# Help! Eggs!



## eechrst (Aug 19, 2017)

I am a complete newbie to this, have zero knowledge or experience - I am hosting my child's African cichlid from school for the summer. It is a lone fish in the tank, and today I have noticed what looks like eggs all over the rocks in one corner of the tank. They are white in color, for the most part. I have tried looking up what I should do, but keep getting conflicting info (some say leave it and she will eat them, others say remove them). What should I be doing?? Many many thanks in advance!


----------



## caldwelldaniel26 (Jun 11, 2017)

She will more than likely eat them but if not just siphon them out or they will start decaying


----------



## eechrst (Aug 19, 2017)

She seems to hover over them, like she is treading water immediately above them (almost skimming them) - I haven't wanted to try to interfere - but scoop them out soon, you think?


----------



## caldwelldaniel26 (Jun 11, 2017)

What species is it? But yes go ahead and get them out if she isn't eating them.


----------



## eechrst (Aug 19, 2017)

I'm not sure - from the chart I found today she looks closest to a Maylandia estherae. She just keeps fanning them so I guess I will wait until morning, then if she hasn't eaten them I will get them out. I may have to take her out of the tank to do it?


----------



## eechrst (Aug 19, 2017)

Sorry kept looking and could be a Midas ciclid or a red devil. Wish I had more info!!


----------



## Deeda (Oct 12, 2012)

Can you post a pic on this forum? If you can, click Full Editor and then in the blue box below the Submit button, there is an Upload Attachment button. Click it and Browse your device for the pic image, select the image, click Open, click Add the file and Place inline. Click the Preview button to be sure the pic shows up before Submitting.


----------



## eechrst (Aug 19, 2017)

Here she is - hope the image works!


----------



## caldwelldaniel26 (Jun 11, 2017)

Oh that's a parrot cichlid, explains why it would be laying eggs on the bottom.


----------



## eechrst (Aug 19, 2017)

The advice still holds? In the morning, remove any eggs not eaten? And do I take her out of the tank while I do it?


----------



## caldwelldaniel26 (Jun 11, 2017)

Nah, it should be fine if you just scoop them up with a net or do a small water change and suck them up with the siphon hose.


----------



## tanker3 (May 18, 2015)

I do not think Parrots can lay fertile eggs.
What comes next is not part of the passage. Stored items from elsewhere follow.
PR #1500, opened 2022-03-10
Major wasmldr rework

npmccallum:
cc @haraldh @rvolosatovs


rvolosatovs:
I will test this myself still, but when I tried to implement `WasiFile` trait directly without "extending" an existing implementation, I ran into issues, which I attributed to `wasmtime` performing a downcast on `<impl>.as_any()` and matching to concrete type of the fd. I will add a reference here later. Curious if you found a way to work around that somehow.

internal/wasmldr/src/loader/compiled/tls.rs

I think they will eventually rot and fungus.


----------



## caldwelldaniel26 (Jun 11, 2017)

The male has to release his milt over the eggs in order for them to be fertilized, without a male, they are just going to rot.


----------



## eechrst (Aug 19, 2017)

My understanding is that I should remove them before they rot, though, so they don't mess with the ph balance of the tank? (*secretly hoping the answer is no so that I don't have to scoop them out lol)


----------



## caldwelldaniel26 (Jun 11, 2017)

More or less it's just hygienic for the fish, not good to leave rotting material in the tank, I mean who wants to live with a rotting corpse lol


----------



## eechrst (Aug 19, 2017)

Lol fair enough. Thank you all for your help, i was completely ignorant of what to do!! Much appreciated.


----------



## caldwelldaniel26 (Jun 11, 2017)

No problem we're here to help


----------